PR #2379, opened 2026-08-24
feat(python): refactor MessageProcessor version adapters and organize conformance suites

nan-yu:
## Summary

This PR refactors `MessageProcessor` version adapters and reorganizes core conformance suites across A2UI protocol versions (v0.8, v0.9, v1.0).

### Key Changes
- **Version Adapters**: Introduced `BaseVersionAdapter` pattern (`v0_8.py`, `v0_9.py`, `v1_0.py`) using `get_adapter(version: A2uiProtocolVersion)` to translate version-specific message payloads into standard `InternalOperation` objects.
- **MessageProcessor Refactoring**: Updated `MessageProcessor` to process internal operations directly. Consolidated `get_renderer_capabilities` signature to accept `versions: List[ProtocolVersion]` and removed redundant `get_client_capabilities`.
- **Envelope & Validation**: Added strict validation enforcing that `surfaceId` must be a string and that envelopes containing multiple conflicting update actions raise a `ValidationError`.
- **Conformance Suites**: Reorganized monolithic `message_processor.yaml` into version-focused conformance files (`message_processor_v0_8.yaml`, `message_processor_v0_9.yaml`, `message_processor_v1_0.yaml`).

### Verification
- **Core Conformance Tests**: Passed 70/70 active conformance test cases.
- **Python Unit Tests**: Passed 807/807 tests with zero failures (`uv run pytest python/ -v`).

### DIFF
--- a/python/a2ui_core/src/a2ui/core/processing/adapters/__init__.py
+++ b/python/a2ui_core/src/a2ui/core/processing/adapters/__init__.py
@@ -12,23 +12,17 @@
 # See the License for the specific language governing permissions and
 # limitations under the License.
 
-from .message_processor import MessageProcessor
-from .operations import (
-    InternalCreateSurfaceOp,
-    InternalDeleteSurfaceOp,
-    InternalOperation,
-    InternalUpdateComponentsOp,
-    InternalUpdateDataModelOp,
-)
-from .adapters import VersionAdapter, VersionAdapterFactory
+from .base import VersionAdapter
+from .v0_8 import V0_8VersionAdapter
+from .v0_9 import V0_9VersionAdapter
+from .v1_0 import V1_0VersionAdapter
+from .factory import DEFAULT_PROTOCOL_VERSION, VersionAdapterFactory
 
 __all__ = [
-    "MessageProcessor",
-    "InternalOperation",
-    "InternalCreateSurfaceOp",
-    "InternalUpdateComponentsOp",
-    "InternalUpdateDataModelOp",
-    "InternalDeleteSurfaceOp",
+    "DEFAULT_PROTOCOL_VERSION",
     "VersionAdapter",
+    "V0_8VersionAdapter",
+    "V0_9VersionAdapter",
+    "V1_0VersionAdapter",
     "VersionAdapterFactory",
 ]
--- a/python/a2ui_core/src/a2ui/core/processing/adapters/__init__.py
+++ b/python/a2ui_core/src/a2ui/core/processing/adapters/__init__.py
@@ -13,16 +13,16 @@
 # limitations under the License.
 
 from .base import VersionAdapter
-from .v0_8 import V0_8VersionAdapter
-from .v0_9 import V0_9VersionAdapter
-from .v1_0 import V1_0VersionAdapter
+from .v0_8 import V0Point8Adapter
+from .v0_9 import V0Point9Adapter
+from .v1_0 import V1Point0Adapter
 from .factory import DEFAULT_PROTOCOL_VERSION, VersionAdapterFactory
 
 __all__ = [
     "DEFAULT_PROTOCOL_VERSION",
     "VersionAdapter",
-    "V0_8VersionAdapter",
-    "V0_9VersionAdapter",
-    "V1_0VersionAdapter",
+    "V0Point8Adapter",
+    "V0Point9Adapter",
+    "V1Point0Adapter",
     "VersionAdapterFactory",
 ]
--- a/python/a2ui_core/src/a2ui/core/processing/adapters/factory.py
+++ b/python/a2ui_core/src/a2ui/core/processing/adapters/factory.py
@@ -14,9 +14,9 @@
 
 from typing import Any, Dict, Optional
 from .base import VersionAdapter
-from .v0_8 import V0_8VersionAdapter
-from .v0_9 import V0_9VersionAdapter
-from .v1_0 import V1_0VersionAdapter
+from .v0_8 import V0Point8Adapter
+from .v0_9 import V0Point9Adapter
+from .v1_0 import V1Point0Adapter
 from ...exceptions import A2uiValidationError
 from ...schema import ProtocolVersion, AgentToRendererMessagePayload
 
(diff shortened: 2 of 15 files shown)


nan-yu:
All code review comments have been addressed:

1. **Payload Dict Validation**: Added checks in `BaseVersionAdapter.extract_operations` to verify that payload and action objects are valid dictionaries before operation extraction.
2. **v0.8 `dataModelUpdate` Contents Parsing & List Guard**: Added support for legacy v0.8 `contents` typed array parsing and guarded `raw_comps` type in `V0_8VersionAdapter`.
3. **Defensive Components List Check**: Added defensive type validation for `op.components` in `MessageProcessor._process_update_components_op`.
4. **Conformance Test Runner Assertions**: Added assertions for `theme`, `sendDataModel`, and `dataModel` state in `test_conformance.py`.

python/a2ui_core/src/a2ui/core/processing/adapters/__init__.py
```diff
@@ -0,0 +1,28 @@
...
+from .base import VersionAdapter
+from .v0_8 import V0_8VersionAdapter
+from .v0_9 import V0_9VersionAdapter
+from .v1_0 import V1_0VersionAdapter
+from .factory import DEFAULT_PROTOCOL_VERSION, VersionAdapterFactory
+
+__all__ = [
+    "DEFAULT_PROTOCOL_VERSION",
+    "VersionAdapter",
+    "V0_8VersionAdapter",
```
gspencergoog: I struggled with these names (I know, you are just using the ones I had in `web_core`): I wish we didn't need the `_`, but we do, because when we get to version 11.0 someday, it would have the same name as version 1.10 otherwise (or any other three-digit version) (`V110VersionAdapter`).

And having both V and Version seems redundant.

I suppose we could be using `Version0Point8Adapter` or something?

python/a2ui_core/src/a2ui/core/validating/validator.py
```diff
@@ -82,7 +82,7 @@ class A2uiValidator:
 
     def validate_protocol_envelope(
         self,
-        messages: List[Dict[str, Any]],
+        messages: Any,
```
gspencergoog: Can we restrict the type a bit more here?

python/a2ui_core/src/a2ui/core/processing/message_processor.py
```diff
@@ -56,31 +62,39 @@ def process_messages(
         if self.strict_mode:
             self.validator.validate_protocol_envelope(message_list)
```
gspencergoog: When `messages` is passed as a single message dictionary (when it's     `AgentToRendererMessage` or  `Dict[str, Any]`), the `get` returns `[]` because `"messages"` is not a key in the dictionary, so it'll bypass the checks because it's an empty list.

python/a2ui_core/src/a2ui/core/processing/adapters/factory.py
```diff
@@ -0,0 +1,114 @@
...
+                raw_item: Any = item
+                if hasattr(raw_item, "model_dump"):
+                    raw_item = raw_item.model_dump(by_alias=True, exclude_none=True)
+                if isinstance(raw_item, dict):
+                    if "version" in raw_item and isinstance(raw_item["version"], str):
+                        ver_enum = cls._parse_version(raw_item["version"])
+                        if ver_enum:
+                            return cls.get_adapter(ver_enum)
+                    if any(
+                        k in item
```
gspencergoog: Should this be `raw_item`?

python/a2ui_core/src/a2ui/core/processing/adapters/factory.py
```diff
@@ -0,0 +1,114 @@
...
+            raw_payload = raw_payload.model_dump(by_alias=True, exclude_none=True)
+
+        if isinstance(raw_payload, list):
+            for item in raw_payload:
+                raw_item: Any = item
+                if hasattr(raw_item, "model_dump"):
+                    raw_item = raw_item.model_dump(by_alias=True, exclude_none=True)
+                if isinstance(raw_item, dict):
+                    if "version" in raw_item and isinstance(raw_item["version"], str):
+                        ver_enum = cls._parse_version(raw_item["version"])
```
gspencergoog: If it includes a version, but the version is bad (_parse_version doesn't parse it), then it will fall back to the default version.  It should probably throw an error if it finds a version it can't parse (vs. not having a version at all).

python/a2ui_core/src/a2ui/core/processing/adapters/__init__.py
nan-yu: Since we want to expand `Point`, what about `V0Point8Adapter`?
Or maybe even `V0P8Adapter` because we may end up having `V1Point1Point11Adapter` and `V1Point11Point1Adapter`, which seems still very verbose.

python/a2ui_core/src/a2ui/core/validating/validator.py
nan-yu: reverted the change. The method will be deleted in the next PR.

python/a2ui_core/src/a2ui/core/processing/message_processor.py
nan-yu: Thanks for catching this. I've updated process_messages to handle single message dictionary.

python/a2ui_core/src/a2ui/core/processing/adapters/factory.py
nan-yu: Thanks. Added exception for invalid versions.

python/a2ui_core/src/a2ui/core/processing/adapters/factory.py
nan-yu: updated

python/a2ui_core/src/a2ui/core/processing/adapters/__init__.py
nan-yu: I updated to `V0Point8Adapter` with the assumption that different patch versions should share the same minor version.

gspencergoog: Yeah, that works.

gspencergoog (approved):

* [Exercise description]: Return each line of the material in which the string "single" can be found.

* [Exercise result]:
gspencergoog: When `messages` is passed as a single message dictionary (when it's     `AgentToRendererMessage` or  `Dict[str, Any]`), the `get` returns `[]` because `"messages"` is not a key in the dictionary, so it'll bypass the checks because it's an empty list.
nan-yu: Thanks for catching this. I've updated process_messages to handle single message dictionary.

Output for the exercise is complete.